Moreover, Nelson has endorsed the present report, which, once again, states that “The fundamental principle is that all academic personnel decisions, including new appointments and renewal of appointments, should rest on considerations that demonstrably pertain to the effective performance of the academic’s professional responsibilities.” This principle entirely precludes reliance on political criteria in making faculty appointments.
Perhaps I can best clarify our basic disagreement with Wood if I begin with another statement on which we agree: “it makes no sense for an administration to discipline a faculty member for an off-campus statement that the faculty member could freely make on campus.”

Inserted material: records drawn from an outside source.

PR #413, opened 2019-06-11
Don't swallow fatal exceptions

gfredericks:
Supercedes #412

Some JVM exception types are too severe to be caught and interpreted
as schema failures. This commit adds a short whitelist of those types
and re-throws them.

### DIFF
--- a/src/clj/schema/macros.clj
+++ b/src/clj/schema/macros.clj
@@ -19,8 +19,10 @@
   (if (cljs-env? &env) then else))
 
 (defmacro try-catchall
-  "A cross-platform variant of try-catch that catches all exceptions.
-   Does not (yet) support finally, and does not need or want an exception class."
+  "A cross-platform variant of try-catch that catches all* exceptions.
+   Does not (yet) support finally, and does not need or want an exception class.
+
+   *On the JVM certain fatal exceptions are not caught."
   [& body]
   (let [try-body (butlast body)
         [catch sym & catch-body :as catch-form] (last body)]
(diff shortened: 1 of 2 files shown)


gfredericks:
@w01fe do you have something setup to run the tests? I can't remember what it takes. `lein test` prints a claim of failure, seemingly in the middle of the test run.

gfredericks:
(I was at least able to confirm that one of the tests I added failed in the old code and now passes)

w01fe:
I just ran with `lein test`.   It seems like on master `string-coercer-test` is failing in cljs with "#TypeError: undefined is not an object (evaluating 'schema.coerce.uuid.call)".   Is that what you're seeing?   Not sure when that appeared.  (I'm very sad I never got CI working on this project, I recall some problem with the cljs stuff at the time.)

gfredericks:
I'll try to get CI working; I have it setup for at least one other project w/ cljs, I think, probably maybe.

gfredericks:
I don't think I have permissions to create the build on circleci; can you?

it says to contact the project admin, so I assume I'm not one of those, but maybe I'm wrong.

gfredericks:
I don't think, in the course of developing #414, that I ever saw a failure like `#TypeError: undefined is not an object (evaluating 'schema.coerce.uuid.call)`.

In any case, using the #414 code, this code now passes (I had to make the tiny change in d44b38e to get cljs passing). So if you don't have any comments on the substance, I will merge this once #414 is merged.

w01fe:
Sounds good, thanks a ton for doing this!  I think I've set up circle for schema and schema-generators, and I also made you an admin for the org so hopefully you have permissions to tweak htings.  If not let me know and I'll try harder.

gfredericks:
woah look, it built the branch too!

We might also agree that, with the qualification and clarification that follow, faculty members might be disciplined for saying on campus something that they might say freely off-campus. The scope of the First Amendment is broader than the scope of academic freedom because academic freedom protects professional speech and when faculty speak within their area of professional competence they are expected to speak with professional competence and care.
The qualification is “within their area of professional competence.” For the AAUP, the distinction between intramural and extramural utterances is not geographical but substantive. That is why a modern historian is professionally responsible for promoting holocaust denial, in or out of the university, where an engineer is not. Or why the engineer may be responsible for an erroneous statement about a bridge failure that a sociology professor may utter mistakenly but without penalty.
The clarification, on which we likely disagree, concerns the term professional care. We do not believe that professionally careful speech is necessarily balanced, temperate or dispassionate. We do believe that professionally careful speech strives for accuracy and intellectual honesty and respects the rights of others to disagree; though it does not necessarily respect the substance of their opinions.
If faculty members are not free to vigorously advocate their views, subject to these standards of professional care, then we will have quietly returned to the age of McCarthyism. For, as Fritz Machlup observed in a 1956 essay quoted in our report, if faculty members are sanctioned for what they write or say they “may no longer be able effectively to question and challenge accepted doctrines or effectively to defend challenged doctrines.”
A university in which faculty are free to question, to challenge, and to defend, but never to impose, ideas and policies pertinent to their classes and professional expertise, is not a politicized university; it is an intellectually vibrant university and the only sort of university worthy of the name.